Dataset entries:
++++++++++++++++++++

Issue #1895, opened 2026-02-27
Sanitize All User-Facing Error Messages


thibistaken:
Audit all user-facing error messages and replace technical/cryptic strings with clear, actionable text. This is the parent tracking issue — #2140 covers API error sanitization specifically.

## User stories
- As a non-technical user, I want error messages to explain what went wrong and what I can do about it, so I'm not confused by technical jargon or class names

## Acceptance criteria
- [ ] Inventory of all error message sources (BDK, LWK, Boltz, API, network, local validation)
- [ ] Each error mapped to a user-friendly localized string
- [ ] No raw exception class names, stack traces, or technical identifiers shown to users
- [ ] Error messages include actionable guidance where possible (e.g. "Check your internet connection", "Try again later")
- [ ] Design review for error presentation (banners, dialogs, inline)

## Test cases
- [ ] Trigger a network timeout and verify the error message is user-friendly
- [ ] Trigger a Boltz swap failure and verify no technical details are exposed
- [ ] Trigger an insufficient funds error and verify the message includes the shortfall amount
- [ ] Verify all error strings are localized (at minimum English and French)
- [ ] Search codebase for raw \`.toString()\` error displays and verify none remain

## Context
- Related: #2140 (API error sanitization)

EDIT by @ethicnology :

## List

You can create a sub-issue and make a PR against this branch from it 

### Done (reference examples — do not redo)
- [x] `pin_code`
- [x] `app_unlock`
- [x] `import_watch_only_wallet`
- [x] `broadcast_signed_tx` (incl. `transaction_review`)
- [x] `labels`

### Tier A — has an existing error family (migrate to the pattern / fix the leaking catch-all)

- [ ] `transactions` — two error files (`transaction_error.dart`, `application_errors.dart`) → consolidate
- [ ] `wallet` — `wallet_error.dart` is sealed but has no `toTranslated`; add it + generic catch-all
- [x] `replace_by_fee` — abstract-class + `toTranslated` already; migrate to `sealed`, verify generic catch-all
- [x] `recoverbull` — `errors.dart` + `toTranslated`; verify catch-all doesn't leak
- [x] `recoverbull_google_drive` — `errors.dart` + `toTranslated`; verify catch-all
- [x] `bip85_entropy` — `errors.dart`, wraps `e.toString()`; convert + stop leak
- [x] `import_mnemonic` — `errors.dart`, raw strings to UI; convert + stop leak
[...]

PR #2330, opened 2026-06-22
refactor(recoverbull): sanitize errors with sealed failures and a Result boundary

ethicnology:
Replace raw exception text in the UI with typed, translated failures across both recoverbull features and their shared core layer.

core: add sealed RecoverBullCoreFailure; repositories become the data boundary (catch + log raw + map -> Result), use-cases propagate Result. Absorb decrypt deserialization, vault-file validation, Drive reduce-to-latest, key-server mapping, and vault assembly into the repositories. checkConnection stays a throwing bool probe so the shared status checker is untouched.

features: sealed RecoverBullFailure / RecoverBullGoogleDriveFailure in domain/, translation in presentation/*_failure_l10n.dart; blocs switch on Result and lift core failures to the feature failure; state holds the typed failure.

di: inject datasources into repositories; register PickVaultUsecase; blocs no longer self-instantiate use-cases.

Remove legacy errors.dart (feature + core); reparent TorNotStartedError to BullException. Fixes latent bugs surfaced by the boundary: empty-Drive reduce StateError, 429 cooldown NPE, and raw-string/generic Exception throws.


ethicnology:
@Claude audit that, it's the refactoring related to #1895 with the scope of recoverbull

ethicnology:
What about now @claude

ethicnology:
@Claude can you investigate any kind of regressions?

PR #2387, opened 2026-06-29
fix(wallet): make wallet-card sync bar visible in light theme

ethicnology:


i5hi (approved):

i5hi:
An image to see the final result would be good. We want a shade of grey that it subtle and not something too loud and obvious.

wired-pasteque:
@ethicnology, checked on my side - wallet-card sync bar is visible in light theme:

Screenshot_20260702-094244

PR #2392, opened 2026-07-02
ci(claude): use Fable 5 model and bump checkout to v7

ethicnology:
Pass `--model claude-fable-5` via claude_args so the review agent runs on Anthropic's most capable model (claude-code-action@v1 has no dedicated model input; the model is set through the CLI args). Also bump actions/checkout v6 → v7.


ethicnology:
@Claude review

PR #2421, opened 2026-07-08
add tool for working with loc (arb) files

basantagoswami:
When working on new features I realized that Claude always just adds the new key to `localization/app_en.arb` and doesn't touch the other files. Editing them via agents fails most of the time for some reason. Asking Claude to manually edit the file often lead to malformed JSON and consume a lot of context unnecessarily. So created this tool to make things easier


basantagoswami:
@claude check again

ethicnology (approved):

PR #2431, opened 2026-07-09
payjoin: exclude 0-conf inputs from receiver candidates

### LINKED ISSUE #2430: Payjoin receiver can contribute unconfirmed (0-conf) inputs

++++++++++++++++++++

**What the exercise asks**.
Give again, exactly as written, the lines running from the first line of the data above through the line that contains "- [ ] No raw".

**Task answer**.
Issue #1895, opened 2026-02-27
Sanitize All User-Facing Error Messages


thibistaken:
Audit all user-facing error messages and replace technical/cryptic strings with clear, actionable text. This is the parent tracking issue — #2140 covers API error sanitization specifically.

## User stories
- As a non-technical user, I want error messages to explain what went wrong and what I can do about it, so I'm not confused by technical jargon or class names

## Acceptance criteria
- [ ] Inventory of all error message sources (BDK, LWK, Boltz, API, network, local validation)
- [ ] Each error mapped to a user-friendly localized string
- [ ] No raw exception class names, stack traces, or technical identifiers shown to users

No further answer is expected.